Despite having several blasters, I actually prefer my old SF KL3 30 lumen head and the 100 lumen SF L4 Lumamax for around inside the house. BTW I still 
have a Streamlight cyclone for reading pocket books in the car with no heat or duration issue's.


----------



## Tiresius

You can never have enough lumens...I go anywhere from 1 lumens to 1200 lumens. It really depends on where and how you're using your lights. For biking, I use 1200 lumens for the front and a low strobe mode for my rear. But sometimes I use only 500 lumens when going against traffic so I don't blind oncomming traffic.


----------



## JerryM

Thanks, Lou.
Jerry


----------



## Bigpal

My LD20 is perfect for me for all of those situations. It's bright enough at 180 lumens to walk the dog and disorient if needed. The medium and low settings for everything else. It's the perfect size for me and it lasts a long time.

If I need more, I take the TK45.


----------



## SimulatedZero

Honestly, it depends alot on the situation. But, for walking my dog I use 300 lumens from my TK15. My dog is a basset hound and likes to take off and run. I have spent more than a few nights trying to keep up with her through thick woods. 300 lumens with some good throw is right around the sweet spot for penetrating thick underbrush. 

Camping= 3 - 150 (mostly 3 - 75)

House= 3 - 75

2 Day Black Out= 0 - 3 (Battery conservation, around here you don't know when the lights comeback on)

Car trouble= 300 (Engines are dark and dirty and tend to absorb light. Really, 400 might be better)

Walking in woods= 0 - 50 (though I always keep a tac light on me in case SHTF)

EDC= 100 (E11) Just enough light and throw to be used in case of an emergency and be adequate as a sub-tactical light.
= 35 for general use

I know you said ignore Tactical uses but, as much light as possible really. There have been situations where I wish my TK41 was brighter or threw farther.
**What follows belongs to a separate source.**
PR #287, opened 2018-04-18
Add `?skip_unchanged_versions=true` to imports (#266 Primary)

### LINKED ISSUE #266: Add a `?skip_unchanged_versions=true|false` querysting argument to /imports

Unfortunately those situations will always happen no matter how much light you have. You can't have a light that is purpose built to every scenario. Because so many scenarios require opposite things.


----------



## Flying Turtle

For my general around the house use I seldom need more than about 50 lumens, and most of the time get by with 3 or less. There's always scenarios where more might be needed, but these times rarely occur.

Geoff


----------



## mookins

*Lumens and lux*

Lumens is the "amount" of light and lux is the distribution of that "amount" of light. The larger the area, the less lux for a given amount of lumens to begin with.Lux is the perception of brightness and is the most important factor for illumination of stuff.A good example of recommended lux values for various tasks can be found at the following URL. It also includes a lux calculator based on some parameters which include the distance of the illuminated object and the dispersion angle of the light from the source. http://www.ledrise.com/shop_content.php?coID=19Another list of recommended lux values can be had at the following URL.http://www.greenlux.com.au/recommended-light-levels-for-various-tasks-and-activities/


----------



## OccupationalHazard

Everyone is always going to go way on the high side but in honesty I would say:


Walking the dog in suburbia? 70 lumens

Camping site? 150 lumens

General in-house use? 30 lumens

2 day blackout? 300 lumens 

Car breaks down? Flat tire at night? 70 lumens

Walking in the woods? 300 lumens

EDC?[/QUOTE]


----------



## Slazmo

*Re: Lumens and lux*

EDC........................................... 6 to 50 (Inova X1 fits the bill)

Walking at night in suburbia?........... 6 to 50 (depending on situation)

Camping site?................................>50 (Flood - spill lighting prefered)

General in-house use?.................... 30

2 day blackout?............................. 30 - 50

Car breaks down? Flat tire at night?.. 50 - 100

Walking in the woods?.................... 100 - 800 (EA4 should find weird things)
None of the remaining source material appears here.